I'm working on a fairly large c++ project which uses boost's serialization. The issue that I have with the way it is currently organized is that serialization is weaved into the main source code on all levels of the application from gui to the core. But sometimes I need to build the core (or other components) separately and I don't want to have to link to boost for its serialization when I don't need serialization at all. So the issues are:
- No way to build low-level components separately without having to link to boost;
- There's no need for serialization when separate components are compiled (for testing for example), so it's a waste of compilation time;
- Serialization creates code clutter when it's mixed with logic.
I came up with a certain scheme that I'd like to share with the community before initiating a project-wise refactoring which is time-consuming. I have also looked into ways of making the serialization non-intrusive, as suggested in boost documentation, but only solves one of the problems, which is code clutter, and even then it's unclear how to make it work with derived classes.

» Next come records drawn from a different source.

PR #1624, opened 2024-10-07
feat: sync watcher exclusions with tsconfig.json

xakdog:
## Goal
Simplify configuration for mono repos with Keel and front-end projects

## Problem
1. Keel requires `schema.keel` at the project root in mono repos
2. To prevent Keel from treating front-end JS as functions, we exclude directories in `tsconfig.json`
3. However, the watcher still triggers on these excluded directories

## Solution
Make the watcher respect `exclude` paths from `tsconfig.json`

## Note
This change only affects watcher behavior, not compilation or deployment processes

### DIFF
--- a/cmd/program/commands.go
+++ b/cmd/program/commands.go
@@ -5,6 +5,7 @@ import (
 	"context"
 	"crypto/rsa"
 	"crypto/x509"
+	"encoding/json"
 	"encoding/pem"
 	"errors"
 	"fmt"
@@ -19,6 +20,7 @@ import (
 	_ "embed"
 
 	"github.com/Masterminds/semver/v3"
+	"github.com/bmatcuk/doublestar/v4"
 	tea "github.com/charmbracelet/bubbletea"
 	"github.com/radovskyb/watcher"
 	"github.com/teamkeel/keel/cmd/cliconfig"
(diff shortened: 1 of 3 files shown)


RutZap:
@xakdog Thank you so much for contributing! We really like the approach and picking up the `exclude` paths from `tsconfig` is great. 

I've had a quick play with this and it seems that there are some issues with the pattern matching; `keel` allows us to pass a base path to the project as a cli arg; e.g. `keel run -d ./../../path/to/project`. When using it like so, it seems that the watcher fails to ignore the `.build` folder which then it causes it to get stuck in a continuous rebuild loop. I'm not 100% sure what the fix is at the moment; as soon as we fix this issue we'll look at merging this through.

RutZap (changes requested):
@xakdog Thank you so much for contributing! We really like the approach and picking up the `exclude` paths from `tsconfig` is great.

I've had a quick play with this and it seems that there are some issues with the pattern matching; keel allows us to pass a base path to the project as a cli arg; e.g. `keel run -d ./../../path/to/project`. When using it like so, it seems that the watcher fails to ignore the .build folder which then it causes it to get stuck in a continuous rebuild loop. I'm not 100% sure what the fix is at the moment; as soon as we fix this issue we'll look at merging this through.

jonbretman:
Hey @xakdog - we believe we have addressed this issue now as part of some other changes so I'm going to close this. Thanks again for the PR and do let us know if it's still an issue.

So at the moment, the typical serialized class looks somewhat like this
#include <boost/serialization/...>
...
#include <boost/serialization/...>
class A
{
T1 field1;
T2 field2;
public:
T operation1();
T operation2();
private:
friend class boost::serialization::access;
template<class Archive>
void serialize(Archive &ar, const unsigned int version) {
ar & boost:serialization::make_nvp("field1", field1);
ar & boost:serialization::make_nvp("field2", field2);
}
}
BOOST_CLASS_VERSION(A, 1);
BOOST_CLASS_IMPLEMENTATION(A, boost::serialization::object_class_info)

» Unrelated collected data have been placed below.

PR #1626, opened 2024-10-14
chore: refactor keelconfig validation to use json schema

jonbretman:
Hello 👋 

In looking at adding some stuff to keelconfig as part of getting a `keel deploy` command I was looking at how we validate the config and felt that JSON schema would be a better approach. I then discovered that `keel validate` wasn't actually validating the config at all.

* Move (most) validation to JSON schema
* Fix `keel validate` to validate all keelconfig files

### Config errors
Screenshot 2024-10-14 at 10 46 29

### As JSON
Screenshot 2024-10-14 at 10 46 58

### Later...
We're not currently doing anything with the config errors in the VSCode extension that I can see, so that needs doing. I know how to get line/pos info for each error but not done in the PR. I'll add it later and then we can put the redd squigglies in the right place 😄


RutZap (approved):
💪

//BOOST_CLASS_EXPORT(A) // for derived classes
And I'd rather it looked like this
#include <serialization.h>
class A
{
SERIALIZABLE
private:
T1 field1;
T2 field2;
public:
T operation1();
T operation2();
}
Here serialization.h contains includes of all necessary boost headers and defines a macro SERIALIZABLE
that expands to
private:
friend class boost::serialization::access;
template<class Archive> void serialize(Archive &ar, const unsigned int version);
At the top-level CMakeList.txt an option ENABLE_SERIALIZATION
is introduced. If the option is ON
and names SERIALIZABLE
and SERIALIZABLE_SPLITTED
are defined (the latter is for save()
and load()
functions when we need those separately). If ENABLE_SERIALIZATION
is OFF
, names SERIALIZABLE
and SERIALIZABLE_SPLITTED
are defined empty and no boost headers are included in serialization.h.

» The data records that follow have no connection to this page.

PR #141, opened 2016-03-18
Ticket 141: Further expand auditing

eranmes:
Incorporate some of the comments in ticket 141, describing what aspects of log
behaviour should be audited.
Note that while some are described in the auditing section, others are
in the security considerations section.

### DIFF
--- a/rfc6962-bis.xml
+++ b/rfc6962-bis.xml
@@ -1418,6 +1418,23 @@ but it is expected there will be a variety.
           Auditing ensures that the current published state of a log is reachable from previously published states that are known to be good, and that the promises made by the log in the form of SCTs have been kept.  Audits are performed by monitors or TLS clients.
         </t>
         <t>
+          In particular, there are four log behaviour properties that should be checked:
+          <list style="symbols">
+            <t>
+              The Maximum Merge Delay (MMD).
+            </t>
+            <t>
+              The STH Frequency Count.
+            </t>
+            <t>
+              The append-only property.
+            </t>
+            <t>
+              The consistency of the log view presented to all query sources.
+            </t>
+          </list>
+        </t>
+        <t>
           A benign, conformant log publishes a series of STHs over time, each derived from the previous STH and the submitted entries incorporated into the log since publication of the previous STH.  This can be proven through auditing of STHs.  SCTs returned to TLS clients can be audited by verifying against the accompanying certificate, and using Merkle Inclusion Proofs, against the log's Merkle tree.
         </t>
         <t>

The implementation of the function serialize()
(or save()
and load()
when needed) is in a separate cpp. For example for a library called geometry
we'll have library geometry_serialization
containing cpp with implementations of serialize()
, save()
and load()
functions. One of the key features is that it compiles and links only when ENABLE_SERIALIZATION
is ON
.
The advantages that I see in it:
- solves the problems that have motivated this refactoring;
- looks a lot cleaner;
- while the serialization is now separate from the main source code and doesn't cause clutter, there is a reminder left in the code that there's serialization code for this class somewhere else (which is good because total omission of that fact might also lead to problems).
Possibly shortcomings that I worry about:
the system is homebrewed so it needs to be explained to each and every developer working on the project;
the whole thing might be a reinvention of something that already exists in the boost serialization library and I just missed it;
possible existence of a more common and sensible approach that I don't know about.
Thank you in advance for any feedback and suggestions!